From Denial to Acceptance – My Stages and Perception of the Reality of Artificial Intelligence in the Practice of Law

Throughout the last semester and a half of law school, my understanding of the significance and reality of artificial intelligence (AI) in the practice of law has grown. From ignorance to acceptance, I would consider this my modified version of the cliché, “five stages of grievance.”


Pre-Stage – Ignorance is Bliss

During my undergraduate degree, I had the inspiration to attend law school, become a lawyer, and enjoy a job with strong stability. My idea of technology and AI was limited to simple computer programing, like Word and Excel, or things I had seen in movies based in a far distant future. It had never dawned on me, not even for a second, that the tasks and jobs of lawyers could ever be replaced, especially not by some computer program.


Stage 1 – Denial

Near the end of my first semester at law school, upon talking with a few of my friends who were pursuing computer science and engineering degrees, they mentioned that law was a place that was ripe for AI. Like many lawyers and law students, I simply scoffed at this and simply found it too hard to believe that some computer program would ever be able to replace all but the simplest jobs that my future career was going to hold. I thought, innovations and technology will disrupt factory workers and low-level jobs but it will never affect a profession as complex as law. How ignorant I was.


Stage 2 – Anger

It is hard to say that I was really “angry” at people saying that AI would start replacing the jobs of lawyers. I would simply believe that those who thought this were simply being optimistic, thinking of ideas of how they could better their careers in computer science and engineering. These fools, I thought, they don’t know how complex the profession of law is. It’s difficult to see the other side when you have narcissistic blinders on.


Stage 3 – Bargaining

However, the more I thought about the idea, the more curious I became. Throughout my 1L summer, I began doing some personal research on AI and law. The articles I read seemed to range from very optimistic to those who figured that we should just pack our bags and let technology take us over. Although many of these articles made me uncomfortable, I thought to myself, if AI is coming, I had better make the best of it. I had better ensure that I am ready. As such, I decided to enroll myself into the course, “Lawyering into the 21st Century.” Am I ever glad I did.
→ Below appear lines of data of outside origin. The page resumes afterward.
PR #6797, opened 2016-08-01
add missing photo modal to profile and campaign page

katiecrane:
#### What's this PR do?

Added modals telling members about the image situation on action pages and user profiles. Members can access modals from the `You Did` section of their profiles and the `Prove It` section of campaigns that they have reported back on.

Make sure to check as a non-admin as well.

`1.` Go to your profile, and scroll down to the `You Did` section (this section should only appear if a user has reported back before). It should look like this:

pasted image at 2016_08_01 04_55 pm-1

`2.` Click the link and make sure the modal looks okay.

pasted image at 2016_08_01 04_55 pm

`3.` Go to a campaign that you have reported back on. Scroll down to `Prove It` and you should see this:

pasted image at 2016_08_01 04_55 pm-2

`4.` Click on that link and make sure you see the same modal.

`5.` Go to a campaign you have NOT reported back on and make sure you don't see that link.

[`dosomething_reportback_exists($campaign->nid)`](https://github.com/DoSomething/phoenix/blob/743c97e0d37360739c63d731e3a078e6fb599499/lib/modules/dosomething/dosomething_reportback/dosomething_reportback.module#L669-L711) is being used to determine whether or not the current user has a reportback for the campaign. We are not specifying a run which means it checks the current run. I *think* that is what we want, but we can change it.
#### Relevant tickets

we skipped this part as far as I know
#### Checklist
- [x] Tested on staging.

cc: @mikefantini @lkpttn

### DIFF
--- a/lib/themes/dosomething/paraneue_dosomething/templates/campaign/node--campaign.tpl.php
+++ b/lib/themes/dosomething/paraneue_dosomething/templates/campaign/node--campaign.tpl.php
@@ -331,6 +331,9 @@
             <?php if (isset($reportback_copy)): ?>
               <p class="copy inline-alt-text-color"><?php print $reportback_copy; ?></p>
             <?php endif; ?>
+            <?php if(dosomething_reportback_exists($campaign->nid)): ?>
+              <a href="#" data-modal-href="#modal-missing-photos">Is your photo not showing up?</a>
+            <?php endif; ?>
           </div>
       </div>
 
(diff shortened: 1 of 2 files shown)


mikefantini:
@katiecrane two copy edits:

First:

Let's change "Last week" to "The other day"

Second:

Can we we please have the bulleted list under good news be:
- We’ve fixed the issue so new photos will not be deleted.
- Even though your photo isn’t showing up, your impact is still being counted.
- And if the campaign had a scholarship opportunity, don't worry! Your entry into the scholarship was still counted.

Also did you and @lkpttn play around with placement of this in the profile? Does it make sense to put it below the campaigns in the You Did section? Or does this compete with Show More for users who have reported back on 4 or more campaigns?

katiecrane:
@mikefantini I'm not sure if @lkpttn played around with placement beforehand, but "Show More" is at the bottom of the section and this new message is at the top. Placing it in this section also puts it as close as possible to where any missing images should have showed up. We can really easily drop that link anywhere in the profile though, just my $0.02 😄

katiecrane:
here's the current version:

image

lkpttn:
@mikefantini @katiecrane Yeah I think this placement is appropriate. It shows up in proximity to where users would encounter the error and won't interfere with the reportback images, regardless of how many they have.

DFurnes:
👍 from me!

angaither:
only note is if the text is the same it should maybe be an include
🚢

PR #6800, opened 2016-08-02
Fix for video getting cut off.

### LINKED ISSUE #6790: Fix &ndash; html entity not being escaped
image

The text is outputting the string instead of the html entity.

### LINKED ISSUE #6791: Full Video Not Appearing
#### Current Behavior

Looks like the bottom portion of the video frame is cut off. Also, a gray bar (that sort of looks like part of a scroll bar or the top part of player controllers) appear upon hover at the bottom of the video. See screenshot below. 
#### Desired Behavior

The full video and its border should be present. 
#### Steps to Replicate

1) Navigate to thor. 
2) Sign up for a campaign you haven't signed up for previously.

screen shot 2016-08-01 at 2 38 54 pm

weerd:
#### What's this PR do?

This PR fixes an issue with the onboarding video for the instruction slide where the bottom part of the video, including the controls, were getting cut off. It also fixes the html entity for `&ndash;` and changes it to `\u2013` so it renders properly within the JS string.

👀 

The video was getting cut-off because the `media-video` pattern which is very useful for displaying responsive video across browsers and mobile is dependent on a typical ratio for a video, similar to that of a video on youtube or vimeo. The video we are using has a different aspect ratio and thus the % padding that helps define the ration was incorrect.
#### Relevant tickets

Fixes #6791
Fixes #6790
#### Checklist
- [ ] Tested on staging.

---

@DFurnes @deadlybutter 

cc: @jessleenyc

### DIFF
--- a/lib/themes/dosomething/paraneue_dosomething/js/components/InstructionSlide.js
+++ b/lib/themes/dosomething/paraneue_dosomething/js/components/InstructionSlide.js
@@ -1,7 +1,7 @@
 const React = require('react');
 
 const title = "This is how you do it.";
-const body = "We are PUMPED to see your photos. Complete these simple steps and upload a photo of yourself in action. Your pics will inspire others to join the movement &ndash; so don't forget to share them!";
+const body = "We are PUMPED to see your photos. Complete these simple steps and upload a photo of yourself in action. Your pics will inspire others to join the movement \u2013 so don't forget to share them!";
 
 /**
  * InstructionSlide Component
--- a/lib/themes/dosomething/paraneue_dosomething/scss/content/_onboarding.scss
+++ b/lib/themes/dosomething/paraneue_dosomething/scss/content/_onboarding.scss
@@ -13,6 +13,7 @@
   // so maybe we add the border-radius to all media-* classes?
   & .media-video {
     border-radius: 4px;
+    padding-bottom: 60.4%;
   }
 }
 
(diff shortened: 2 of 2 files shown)


lib/themes/dosomething/paraneue_dosomething/scss/content/_onboarding.scss
```diff
@@ -13,6 +13,7 @@
   // so maybe we add the border-radius to all media-* classes?
   & .media-video {
     border-radius: 4px;
+    padding-bottom: 60.4%;
```
DFurnes, line 19: Hmm, can you add a comment for this? Also makes me wonder if we make this calculation a mixin.

weerd, line 19: Yeah, was thinking there might be a better approach. Will add comment for now to get this shipped.

DFurnes:
👍

lib/themes/dosomething/paraneue_dosomething/js/components/InstructionSlide.js
```diff
@@ -1,7 +1,7 @@
 const React = require('react');
 
 const title = "This is how you do it.";
-const body = "We are PUMPED to see your photos. Complete these simple steps and upload a photo of yourself in action. Your pics will inspire others to join the movement &ndash; so don't forget to share them!";
+const body = "We are PUMPED to see your photos. Complete these simple steps and upload a photo of yourself in action. Your pics will inspire others to join the movement \u2013 so don't forget to share them!";
```
DFurnes, line 4: Oh sorry, just noticed this when the issue was closed. Why `\u2013` rather than just `–`?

Step 4 – Depression (not really)

Although the original fourth stage is typically labelled “depression,” I would consider it to be, for myself at least, the stage of uneasy uncertainty. One of the first tasks Professor Katie Sykes had us do in Lawyering in the 21st was to read Richard Susskind’s book, “The Future of the Professions.” This is where reality started to sink in. The more I read, the more I felt that there were many areas of our profession that could use improvement. As access to justice was becoming more and more of an issue, other resources were going to be needed to combat this problem. If lawyers weren’t going to provide the solution, someone else was.


Step 5 – Acceptance

Fortunately, for us in Lawyering in the 21st Century, Professor Sykes brought in a number of meaningful guest speakers who were already working as lawyers in the field of AI. Many of these speakers had no doubts that AI was coming and that AI had already been introduced to the profession of law. However, they seemed optimistic. Many of them believed that AI wasn’t going to replace lawyers as an end all, be all. At least, not for a long time. However, they did suggest that there were many parts of a lawyer’s job that could be improved by AI. Many of these jobs included the mundane tasks that lawyers dread doing. By having technology that will assist lawyers in improving the services they deliver, and as a result, having them provide cheaper legal services, this benefits both the lawyers and the general public. This is why I decided to take a second legal tech course with Professor Sykes, “Designing Expert Legal Systems.” After working through this course and with the technology, like Neota Logic, I feel more optimistic about the blending of AI and law. For now, at least, I can sleep better at night.

One thought on “From Denial to Acceptance – My Stages and Perception of the Reality of Artificial Intelligence in the Practice of Law

  1. Great post. Love it! I think that technology is definitely not something lawyers need to fear; it has the potential to make our lives so much easier, freeing up our time to actually consider legal issues and solve more complex problems as opposed to dulling our brains with mundane and repetitive tasks.